• [TRY IT]
The answer must consist of each line of the records below that contains the string "patch".

• [DATA FOR REVIEW]

====

PR #5235, opened 2023-01-06
fix: crash when analyzing node package with a local dependency

rturner-edjuster:
## Description of Change

When a package has a local dependency, the package-lock.json file contains an entry without a version number, with "link": "true". This lack of version attribute causes the NodePackageAnalyzer class to crash.

These entries should be skipped instead as they cannot be processed.

yes

### DIFF
--- a/core/src/main/java/org/owasp/dependencycheck/analyzer/NodePackageAnalyzer.java
+++ b/core/src/main/java/org/owasp/dependencycheck/analyzer/NodePackageAnalyzer.java
@@ -390,6 +390,7 @@ public class NodePackageAnalyzer extends AbstractNpmAnalyzer {
                     // Ignore/skip linked entries (as they don't have "version" and
                     // later logic will crash)
                     if (jo.getBoolean("link", false)) {
+                        LOGGER.warn("Skipping `" + name + "` because it is a link dependency");
                         continue;
                     }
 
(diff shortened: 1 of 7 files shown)


core/src/main/java/org/owasp/dependencycheck/analyzer/NodePackageAnalyzer.java
```diff
@@ -386,6 +386,13 @@ private void processDependencies(JsonObject json, File baseDir, File rootFile,
 
                 if (entry.getValue() instanceof JsonObject) {
                     jo = (JsonObject) entry.getValue();
+
+                    // Ignore/skip linked entries (as they don't have "version" and
+                    // later logic will crash)
+                    if (jo.getBoolean("link", false)) {
+                        continue;
```
jeremylong, line 394:
```suggestion
                        LOGGER.warn("Skipping `" + name + "` because it is a link dependency");
                        continue;
```

jeremylong (approved):

core/src/main/java/org/owasp/dependencycheck/analyzer/NodePackageAnalyzer.java
rturner-edjuster: thanks.

rturner-edjuster:
@jeremylong Let me know if there is anything else I can do on this? (like update to merge in latest master, etc).

jeremylong:
Thanks! The change is good as is - I'm just debating on the release schedule. I'll likely put in one more release before 8.0.0.

rturner-edjuster:
@jeremylong  I would consider this for a patch -- it's pretty debilitating. We've had to completely disable use of DependencyCheck until it's resolved (largely in combination with the need for the fix for the field length + data issue that you released a fix for recently).

MenschNestor:
Seconded regarding the patch release – we were caught between a rock and a hard place because we needed the 7.4.4 fix for using DependencyCheck at all and then had to disable the Node package analyzer or we would have had no dependency check at all.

====

• [EXERCISE OUTPUT]
@jeremylong  I would consider this for a patch -- it's pretty debilitating. We've had to completely disable use of DependencyCheck until it's resolved (largely in combination with the need for the fix for the field length + data issue that you released a fix for recently).
Seconded regarding the patch release – we were caught between a rock and a hard place because we needed the 7.4.4 fix for using DependencyCheck at all and then had to disable the Node package analyzer or we would have had no dependency check at all.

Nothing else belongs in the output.